### About this task
As the answer, set down the lines below from the one containing "PR #1981, opened 2022-04-11" through the one containing "## Overview", exactly and inclusively, and no others.

### Exercise inputs
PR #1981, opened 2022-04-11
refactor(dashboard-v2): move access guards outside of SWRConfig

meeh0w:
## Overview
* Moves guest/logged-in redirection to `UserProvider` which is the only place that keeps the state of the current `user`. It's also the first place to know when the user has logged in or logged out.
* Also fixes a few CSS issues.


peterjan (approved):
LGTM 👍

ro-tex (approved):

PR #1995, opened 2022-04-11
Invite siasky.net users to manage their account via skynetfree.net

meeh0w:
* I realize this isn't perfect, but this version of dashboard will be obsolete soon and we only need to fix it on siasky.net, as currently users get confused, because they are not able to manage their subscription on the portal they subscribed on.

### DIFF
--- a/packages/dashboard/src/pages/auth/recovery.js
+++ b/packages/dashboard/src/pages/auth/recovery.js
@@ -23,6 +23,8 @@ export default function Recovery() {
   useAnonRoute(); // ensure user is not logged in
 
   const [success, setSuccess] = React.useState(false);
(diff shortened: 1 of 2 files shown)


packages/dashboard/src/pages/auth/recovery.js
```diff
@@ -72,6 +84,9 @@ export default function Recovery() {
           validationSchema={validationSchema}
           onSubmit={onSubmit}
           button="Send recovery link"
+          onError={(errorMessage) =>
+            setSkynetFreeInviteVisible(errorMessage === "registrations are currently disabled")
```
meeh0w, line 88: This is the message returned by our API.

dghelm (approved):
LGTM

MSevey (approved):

==

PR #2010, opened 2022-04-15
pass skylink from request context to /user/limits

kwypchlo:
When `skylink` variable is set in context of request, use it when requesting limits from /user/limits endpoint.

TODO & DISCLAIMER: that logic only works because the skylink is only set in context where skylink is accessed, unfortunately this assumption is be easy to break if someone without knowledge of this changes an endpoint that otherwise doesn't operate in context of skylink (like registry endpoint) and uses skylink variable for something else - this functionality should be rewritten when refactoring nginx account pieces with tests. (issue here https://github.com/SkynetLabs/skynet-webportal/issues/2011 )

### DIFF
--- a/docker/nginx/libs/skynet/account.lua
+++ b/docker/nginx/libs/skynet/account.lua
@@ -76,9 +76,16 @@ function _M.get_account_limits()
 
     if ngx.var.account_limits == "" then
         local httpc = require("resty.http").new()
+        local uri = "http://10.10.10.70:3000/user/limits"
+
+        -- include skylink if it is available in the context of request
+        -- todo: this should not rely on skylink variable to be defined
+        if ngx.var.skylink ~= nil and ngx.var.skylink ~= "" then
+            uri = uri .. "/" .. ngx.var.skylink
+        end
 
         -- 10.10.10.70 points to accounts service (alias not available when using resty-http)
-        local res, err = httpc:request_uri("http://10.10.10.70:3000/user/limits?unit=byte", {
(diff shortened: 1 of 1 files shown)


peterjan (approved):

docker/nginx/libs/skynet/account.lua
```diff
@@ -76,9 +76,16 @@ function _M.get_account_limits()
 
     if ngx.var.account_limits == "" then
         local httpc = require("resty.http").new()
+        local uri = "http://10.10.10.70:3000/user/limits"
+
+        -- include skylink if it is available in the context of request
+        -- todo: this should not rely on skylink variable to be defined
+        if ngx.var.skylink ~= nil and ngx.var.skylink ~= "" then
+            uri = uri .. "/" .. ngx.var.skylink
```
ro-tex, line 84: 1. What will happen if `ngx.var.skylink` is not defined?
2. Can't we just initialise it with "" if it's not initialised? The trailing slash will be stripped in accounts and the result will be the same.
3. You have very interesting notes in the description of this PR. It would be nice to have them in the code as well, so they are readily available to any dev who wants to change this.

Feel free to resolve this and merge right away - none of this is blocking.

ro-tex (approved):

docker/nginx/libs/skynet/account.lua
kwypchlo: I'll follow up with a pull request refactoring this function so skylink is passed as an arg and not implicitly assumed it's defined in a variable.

### Completed task
PR #1981, opened 2022-04-11
refactor(dashboard-v2): move access guards outside of SWRConfig

meeh0w:
## Overview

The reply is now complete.